Background
Beckman Coulter is developing a new immunoassay system that will run current Access immunoassays as well as an additional new menu. Goals for this new system include improved turnaround times for all assays, thereby meeting STAT test requirements while improving overall platform throughput. A key component of the new system is a new chemiluminescent substrate, Lumi-Phos PRO (formerly LumiFAST), employed to generate the light signal response. This new substrate is composed of a buffered surfactant enhancer system supporting an ALP-sensitive acridan. When the acridan is triggered in situ, it forms a dioxetanone, which immediately decomposes and emits light.
Methods
Luminometer read time was assessed by determining the change in relative light unit (RLU) signal over 32 to 72 seconds using an ALP-based enzyme test method and several commercialized Access immunoassays.
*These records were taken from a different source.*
PR #3494, opened 2025-05-11
Experiment: Hide CCTP manual when automatic is present

emreboga:
Adding a new experimental option to hide manual CCTP when automatic is present in available routes.

### DIFF
--- a/wormhole-connect/src/config/types.ts
+++ b/wormhole-connect/src/config/types.ts
@@ -126,6 +126,9 @@ export interface WormholeConnectConfig {
   // isTokenSupportedHandler can be used to disable certain tokens from being selected
   isTokenSupportedHandler?: IsTokenSupportedHandler;
 
+  // filterRoutes can be used to filter the routes that are shown to the user
+  filterRoutes?: (routes: string[]) => string[];
+
   // UI details
   ui?: UiConfig;
 
--- a/wormhole-connect/src/config/types.ts
+++ b/wormhole-connect/src/config/types.ts
@@ -166,6 +166,7 @@ export interface InternalConfig<N extends Network> {
   validateTransfer?: ValidateTransferHandler;
   isRouteSupportedHandler?: IsRouteSupportedHandler;
   isTokenSupportedHandler?: IsTokenSupportedHandler;
+  filterRoutes?: (routes: string[]) => string[];
 
   // UI configuration
   ui: UiConfig;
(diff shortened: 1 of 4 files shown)


wormhole-connect/src/hooks/useFetchSupportedRoutes.ts
```diff
@@ -103,6 +103,14 @@ const useFetchSupportedRoutes = ({
         );
       }
 
+      // Experimental - Hide CCTP Manual route when CCTP automatic is present
+      if (
+        config.ui.experimental?.hideCCTPManWhenAutoPresent &&
+        _routes.includes('AutomaticCCTP')
```
kev1n-peters: Do we also need to check for the CCTPW7ExecutorRoute? Another possibility is exposing a callback through the WormholeConnectConfig that allows integrators to filter routes here (so the filtering can be done from the Portal side)

emreboga: Not this experiment but in the next one we'll check executor route too. I thought the same tbh, but didn't want to go that direction for two reasons:
1. It'd complicate things when it's not a simple include/exclude filter. For instance when we are doing the executor vs. CCTP we can use that too, but at some point we'll start including fees for executor experiments and that'll complicate things.
2. I'd like to be more conservative when exposing Connect internals via callbacks. Passing only route names to this callback won't seem to be enough for our experiments and I'm hesitant to give more than that to all integrators :)

emreboga: After thinking more on this, I think providing a callback to filter routes, even with just route names and no complex logic (like fees etc.) would be beneficial. I'll add that to this PR.

emreboga: https://github.com/wormhole-foundation/wormhole-connect/pull/3494/commits/702c4a4850f33b5eb039aa04e00a404ea4c6130d

wormhole-connect/src/config/types.ts
```diff
@@ -166,6 +166,7 @@ export interface InternalConfig<N extends Network> {
   validateTransfer?: ValidateTransferHandler;
   isRouteSupportedHandler?: IsRouteSupportedHandler;
   isTokenSupportedHandler?: IsTokenSupportedHandler;
+  filterRoutes?: (routes: string[]) => string[];
```
kev1n-peters, line 172: We also need to set this in `WormholeConnectConfig` and copy it to the internal config (search the codebase for `isTokenSupportedHandler` to see where we should do this)

emreboga: https://github.com/wormhole-foundation/wormhole-connect/pull/3494/commits/f829b23e1280f7061e33479729985db19fa886f9

kev1n-peters (approved):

Improved signal-to-noise performance was demonstrated by comparing calibration curves from several sensitive immunoassays generated using Lumi-Phos 530 with curves generated with Lumi-Phos PRO. The impact of interference from endogenous ALP was determined by assessing a panel of patient samples previously identified to contain these interferents using assays tested with both substrates.
Results
Luminometer read time is approximately 5 minutes shorter for Lumi-Phos PRO than for Lumi-Phos 530. Three- to six-fold increases in signal-to-noise performance were demonstrated across the assays. Samples with known endogenous ALP interferents displayed greater than 50% reduction in spurious elevations when using Lumi-Phos PRO as compared with the values observed with the same samples using Lumi-Phos 530.
Conclusions
The new substrate has been optimized to rapidly generate signal, improve signal-to-noise performance, and reduce interference from endogenous alkaline phosphatase (ALP) in comparison to Lumi-Phos 530. This new substrate presents the opportunity to significantly shorten the time to first result while simultaneously improving assay sensitivity.